(HOW TO COMPLETE THIS TASK): Only a number is expected: how many lines in these records mention the word "because"?

(AVAILABLE DATA):
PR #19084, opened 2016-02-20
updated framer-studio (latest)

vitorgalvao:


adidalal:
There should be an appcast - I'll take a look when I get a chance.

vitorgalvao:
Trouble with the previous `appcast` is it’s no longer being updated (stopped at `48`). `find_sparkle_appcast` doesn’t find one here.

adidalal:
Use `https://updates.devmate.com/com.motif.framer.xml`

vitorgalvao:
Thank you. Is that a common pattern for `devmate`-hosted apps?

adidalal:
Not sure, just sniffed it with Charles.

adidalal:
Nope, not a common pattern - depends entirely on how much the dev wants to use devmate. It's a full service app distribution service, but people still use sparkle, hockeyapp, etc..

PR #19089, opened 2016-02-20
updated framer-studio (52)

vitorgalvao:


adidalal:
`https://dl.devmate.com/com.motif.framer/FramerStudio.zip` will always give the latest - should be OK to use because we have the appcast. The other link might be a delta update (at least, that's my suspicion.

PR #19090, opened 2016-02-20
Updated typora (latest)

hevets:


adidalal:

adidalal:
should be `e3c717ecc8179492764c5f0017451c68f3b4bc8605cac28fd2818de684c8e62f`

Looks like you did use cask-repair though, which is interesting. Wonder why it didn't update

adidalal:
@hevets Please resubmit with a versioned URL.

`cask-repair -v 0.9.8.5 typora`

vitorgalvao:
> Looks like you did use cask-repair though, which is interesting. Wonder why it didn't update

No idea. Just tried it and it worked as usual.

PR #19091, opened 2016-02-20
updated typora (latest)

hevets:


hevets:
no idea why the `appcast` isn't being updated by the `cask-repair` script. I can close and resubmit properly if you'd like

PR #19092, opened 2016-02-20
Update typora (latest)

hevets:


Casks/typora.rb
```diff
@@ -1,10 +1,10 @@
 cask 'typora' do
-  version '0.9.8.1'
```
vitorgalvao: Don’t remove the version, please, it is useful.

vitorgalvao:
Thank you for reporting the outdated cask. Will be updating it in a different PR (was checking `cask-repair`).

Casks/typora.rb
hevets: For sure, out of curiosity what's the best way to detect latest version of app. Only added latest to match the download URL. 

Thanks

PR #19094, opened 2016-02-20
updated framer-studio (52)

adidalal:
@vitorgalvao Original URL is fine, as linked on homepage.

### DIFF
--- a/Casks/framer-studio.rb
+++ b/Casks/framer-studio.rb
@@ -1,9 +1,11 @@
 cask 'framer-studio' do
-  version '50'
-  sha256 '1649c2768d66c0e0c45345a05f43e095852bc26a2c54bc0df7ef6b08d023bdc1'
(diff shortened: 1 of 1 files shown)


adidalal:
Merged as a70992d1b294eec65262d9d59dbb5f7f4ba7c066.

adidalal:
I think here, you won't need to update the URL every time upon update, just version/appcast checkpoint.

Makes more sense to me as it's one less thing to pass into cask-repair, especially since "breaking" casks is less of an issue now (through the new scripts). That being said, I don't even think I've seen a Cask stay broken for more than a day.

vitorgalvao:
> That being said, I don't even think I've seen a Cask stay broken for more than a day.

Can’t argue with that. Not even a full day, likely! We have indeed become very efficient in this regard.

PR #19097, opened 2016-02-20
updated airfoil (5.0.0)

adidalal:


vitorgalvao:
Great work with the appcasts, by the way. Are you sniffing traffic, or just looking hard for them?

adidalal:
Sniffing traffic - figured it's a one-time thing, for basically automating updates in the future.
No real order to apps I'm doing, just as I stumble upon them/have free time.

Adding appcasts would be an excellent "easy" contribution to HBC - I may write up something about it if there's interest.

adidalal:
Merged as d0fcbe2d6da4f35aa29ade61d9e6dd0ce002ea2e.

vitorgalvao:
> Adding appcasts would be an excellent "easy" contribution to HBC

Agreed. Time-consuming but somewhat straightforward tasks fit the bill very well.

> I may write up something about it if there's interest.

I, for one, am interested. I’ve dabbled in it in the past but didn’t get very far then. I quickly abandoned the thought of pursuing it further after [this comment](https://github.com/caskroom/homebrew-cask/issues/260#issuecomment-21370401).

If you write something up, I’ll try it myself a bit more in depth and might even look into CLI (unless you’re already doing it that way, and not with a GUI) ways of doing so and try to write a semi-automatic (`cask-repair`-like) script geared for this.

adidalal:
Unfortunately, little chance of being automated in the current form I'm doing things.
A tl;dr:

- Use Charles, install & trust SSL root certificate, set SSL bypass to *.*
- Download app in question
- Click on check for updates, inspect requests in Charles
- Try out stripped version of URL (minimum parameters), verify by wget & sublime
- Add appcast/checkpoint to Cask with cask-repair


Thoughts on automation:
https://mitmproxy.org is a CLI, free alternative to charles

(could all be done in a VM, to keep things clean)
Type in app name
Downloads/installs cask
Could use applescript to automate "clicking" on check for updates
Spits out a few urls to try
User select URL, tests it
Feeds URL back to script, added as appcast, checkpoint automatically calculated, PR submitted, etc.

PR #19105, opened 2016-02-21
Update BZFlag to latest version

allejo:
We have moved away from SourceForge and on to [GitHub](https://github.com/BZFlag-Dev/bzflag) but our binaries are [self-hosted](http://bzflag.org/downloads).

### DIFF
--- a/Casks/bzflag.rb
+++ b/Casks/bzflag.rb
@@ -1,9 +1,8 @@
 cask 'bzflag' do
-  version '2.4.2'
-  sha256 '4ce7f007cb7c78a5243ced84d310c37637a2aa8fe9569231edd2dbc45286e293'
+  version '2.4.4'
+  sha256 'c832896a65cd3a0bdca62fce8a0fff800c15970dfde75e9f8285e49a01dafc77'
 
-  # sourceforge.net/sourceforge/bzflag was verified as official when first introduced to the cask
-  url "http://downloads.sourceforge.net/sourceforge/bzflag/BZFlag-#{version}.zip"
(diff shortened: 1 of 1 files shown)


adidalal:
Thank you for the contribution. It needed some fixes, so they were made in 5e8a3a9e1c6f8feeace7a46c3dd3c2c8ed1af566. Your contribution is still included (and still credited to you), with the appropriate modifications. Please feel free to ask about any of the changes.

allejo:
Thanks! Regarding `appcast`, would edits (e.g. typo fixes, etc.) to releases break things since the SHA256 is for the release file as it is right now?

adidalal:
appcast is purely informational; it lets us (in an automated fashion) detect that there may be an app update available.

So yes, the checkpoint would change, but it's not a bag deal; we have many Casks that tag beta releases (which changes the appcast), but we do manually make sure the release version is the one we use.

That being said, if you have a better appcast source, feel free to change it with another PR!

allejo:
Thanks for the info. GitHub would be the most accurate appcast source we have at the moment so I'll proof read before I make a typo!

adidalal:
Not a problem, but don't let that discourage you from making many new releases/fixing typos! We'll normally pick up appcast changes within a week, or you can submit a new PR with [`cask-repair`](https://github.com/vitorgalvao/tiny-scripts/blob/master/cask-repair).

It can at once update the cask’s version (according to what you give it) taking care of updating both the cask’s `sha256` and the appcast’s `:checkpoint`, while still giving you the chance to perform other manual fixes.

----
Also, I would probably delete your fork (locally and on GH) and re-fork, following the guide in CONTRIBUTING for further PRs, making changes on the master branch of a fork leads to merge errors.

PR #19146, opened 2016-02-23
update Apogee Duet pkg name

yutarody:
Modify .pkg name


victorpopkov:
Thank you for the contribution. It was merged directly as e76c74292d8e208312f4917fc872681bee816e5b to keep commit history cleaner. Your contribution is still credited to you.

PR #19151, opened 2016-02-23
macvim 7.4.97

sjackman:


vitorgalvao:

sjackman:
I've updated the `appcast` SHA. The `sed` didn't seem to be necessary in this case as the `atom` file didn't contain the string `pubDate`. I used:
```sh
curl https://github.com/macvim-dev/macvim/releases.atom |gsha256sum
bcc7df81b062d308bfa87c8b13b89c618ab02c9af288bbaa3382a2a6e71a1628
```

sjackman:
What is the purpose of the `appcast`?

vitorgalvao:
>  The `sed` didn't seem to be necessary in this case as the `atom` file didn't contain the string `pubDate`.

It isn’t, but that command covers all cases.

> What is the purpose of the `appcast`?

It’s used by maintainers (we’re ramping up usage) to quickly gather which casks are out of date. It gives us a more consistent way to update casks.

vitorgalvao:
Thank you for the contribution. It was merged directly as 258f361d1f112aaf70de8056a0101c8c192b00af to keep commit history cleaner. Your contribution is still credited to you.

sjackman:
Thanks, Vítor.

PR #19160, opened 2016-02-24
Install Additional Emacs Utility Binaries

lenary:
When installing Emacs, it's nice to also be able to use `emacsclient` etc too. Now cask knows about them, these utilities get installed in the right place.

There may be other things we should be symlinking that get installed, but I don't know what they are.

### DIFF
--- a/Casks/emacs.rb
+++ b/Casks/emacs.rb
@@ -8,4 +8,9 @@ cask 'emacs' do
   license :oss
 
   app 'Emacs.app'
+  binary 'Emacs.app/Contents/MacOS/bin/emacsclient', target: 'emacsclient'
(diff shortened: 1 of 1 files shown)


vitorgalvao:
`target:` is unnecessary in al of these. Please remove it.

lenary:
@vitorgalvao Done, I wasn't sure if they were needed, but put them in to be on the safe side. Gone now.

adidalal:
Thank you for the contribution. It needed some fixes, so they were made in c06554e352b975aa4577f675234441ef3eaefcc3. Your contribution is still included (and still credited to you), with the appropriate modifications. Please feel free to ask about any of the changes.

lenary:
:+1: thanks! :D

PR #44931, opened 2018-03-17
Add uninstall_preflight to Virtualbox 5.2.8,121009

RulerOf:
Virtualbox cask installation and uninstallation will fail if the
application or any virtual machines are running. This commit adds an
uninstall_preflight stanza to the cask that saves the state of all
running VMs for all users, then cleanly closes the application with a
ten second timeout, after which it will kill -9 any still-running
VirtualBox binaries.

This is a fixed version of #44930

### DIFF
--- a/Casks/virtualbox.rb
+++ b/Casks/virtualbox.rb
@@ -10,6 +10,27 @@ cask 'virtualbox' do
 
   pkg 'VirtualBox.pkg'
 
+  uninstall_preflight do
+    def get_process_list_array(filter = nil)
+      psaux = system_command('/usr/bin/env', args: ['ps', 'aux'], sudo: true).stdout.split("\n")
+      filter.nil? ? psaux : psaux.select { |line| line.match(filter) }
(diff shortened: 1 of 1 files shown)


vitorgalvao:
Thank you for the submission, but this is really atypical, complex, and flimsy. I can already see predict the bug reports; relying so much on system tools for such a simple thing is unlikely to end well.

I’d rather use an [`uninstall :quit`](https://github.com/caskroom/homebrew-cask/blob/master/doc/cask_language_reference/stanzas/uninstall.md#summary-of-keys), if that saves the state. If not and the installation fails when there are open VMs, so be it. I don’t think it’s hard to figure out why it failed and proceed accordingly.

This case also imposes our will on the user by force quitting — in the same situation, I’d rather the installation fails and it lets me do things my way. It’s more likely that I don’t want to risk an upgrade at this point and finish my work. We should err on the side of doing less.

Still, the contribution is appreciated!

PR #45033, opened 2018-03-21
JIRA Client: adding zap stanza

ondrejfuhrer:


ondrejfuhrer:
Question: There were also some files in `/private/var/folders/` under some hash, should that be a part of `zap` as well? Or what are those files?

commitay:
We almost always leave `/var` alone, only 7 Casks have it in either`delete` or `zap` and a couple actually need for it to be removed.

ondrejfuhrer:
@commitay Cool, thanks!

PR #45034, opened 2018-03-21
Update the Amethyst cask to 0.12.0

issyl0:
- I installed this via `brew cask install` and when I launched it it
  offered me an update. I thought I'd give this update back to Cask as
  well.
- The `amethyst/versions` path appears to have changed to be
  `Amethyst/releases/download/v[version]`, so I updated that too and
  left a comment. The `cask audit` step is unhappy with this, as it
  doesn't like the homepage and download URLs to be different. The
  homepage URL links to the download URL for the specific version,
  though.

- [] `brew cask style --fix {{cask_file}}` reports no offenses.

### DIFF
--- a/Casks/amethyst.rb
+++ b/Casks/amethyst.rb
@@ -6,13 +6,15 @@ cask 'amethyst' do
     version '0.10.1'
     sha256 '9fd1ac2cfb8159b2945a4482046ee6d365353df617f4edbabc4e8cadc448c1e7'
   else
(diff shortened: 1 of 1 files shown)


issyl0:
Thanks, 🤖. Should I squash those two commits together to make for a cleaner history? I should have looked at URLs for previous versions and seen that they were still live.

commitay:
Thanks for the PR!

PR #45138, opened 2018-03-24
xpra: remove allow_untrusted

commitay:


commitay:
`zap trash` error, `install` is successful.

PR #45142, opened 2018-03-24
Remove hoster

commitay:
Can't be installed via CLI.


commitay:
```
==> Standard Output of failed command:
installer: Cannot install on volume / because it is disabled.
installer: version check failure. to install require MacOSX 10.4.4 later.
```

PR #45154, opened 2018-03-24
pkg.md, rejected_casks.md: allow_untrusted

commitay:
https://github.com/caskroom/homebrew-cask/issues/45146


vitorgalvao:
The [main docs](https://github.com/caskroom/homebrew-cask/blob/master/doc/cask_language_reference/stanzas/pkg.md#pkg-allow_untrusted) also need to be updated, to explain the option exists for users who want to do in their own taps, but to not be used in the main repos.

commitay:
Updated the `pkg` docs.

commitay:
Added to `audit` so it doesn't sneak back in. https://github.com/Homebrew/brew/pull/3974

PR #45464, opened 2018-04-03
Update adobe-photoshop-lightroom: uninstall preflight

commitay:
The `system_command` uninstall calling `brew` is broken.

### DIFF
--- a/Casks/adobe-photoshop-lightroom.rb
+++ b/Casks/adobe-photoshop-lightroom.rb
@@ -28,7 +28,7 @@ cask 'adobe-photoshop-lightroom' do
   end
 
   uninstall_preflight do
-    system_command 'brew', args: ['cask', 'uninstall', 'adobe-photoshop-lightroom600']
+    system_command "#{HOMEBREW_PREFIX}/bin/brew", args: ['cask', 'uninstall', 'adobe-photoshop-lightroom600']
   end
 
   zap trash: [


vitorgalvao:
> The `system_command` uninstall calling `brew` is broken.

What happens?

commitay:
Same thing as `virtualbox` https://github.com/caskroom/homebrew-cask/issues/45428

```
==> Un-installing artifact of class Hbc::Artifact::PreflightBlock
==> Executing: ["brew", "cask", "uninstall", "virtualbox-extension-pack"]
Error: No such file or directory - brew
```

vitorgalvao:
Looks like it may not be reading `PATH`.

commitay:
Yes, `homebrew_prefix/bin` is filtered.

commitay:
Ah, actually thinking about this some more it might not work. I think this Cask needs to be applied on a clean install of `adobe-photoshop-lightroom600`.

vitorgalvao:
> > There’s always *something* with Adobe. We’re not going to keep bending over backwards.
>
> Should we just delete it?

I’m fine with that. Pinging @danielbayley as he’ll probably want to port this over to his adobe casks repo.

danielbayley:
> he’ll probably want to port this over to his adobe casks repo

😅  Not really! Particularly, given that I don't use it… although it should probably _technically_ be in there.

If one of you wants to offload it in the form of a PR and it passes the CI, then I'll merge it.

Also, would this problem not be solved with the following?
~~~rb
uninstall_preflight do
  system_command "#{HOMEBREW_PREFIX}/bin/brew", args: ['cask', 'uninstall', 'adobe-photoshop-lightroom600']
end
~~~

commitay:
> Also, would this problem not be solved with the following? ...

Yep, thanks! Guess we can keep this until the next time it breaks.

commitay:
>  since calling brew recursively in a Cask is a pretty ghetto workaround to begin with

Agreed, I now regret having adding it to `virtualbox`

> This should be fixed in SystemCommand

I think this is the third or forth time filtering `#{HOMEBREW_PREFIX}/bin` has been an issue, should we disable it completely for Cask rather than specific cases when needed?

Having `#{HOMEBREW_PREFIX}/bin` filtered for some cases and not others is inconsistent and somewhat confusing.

(EXERCISE RESPONSE): 2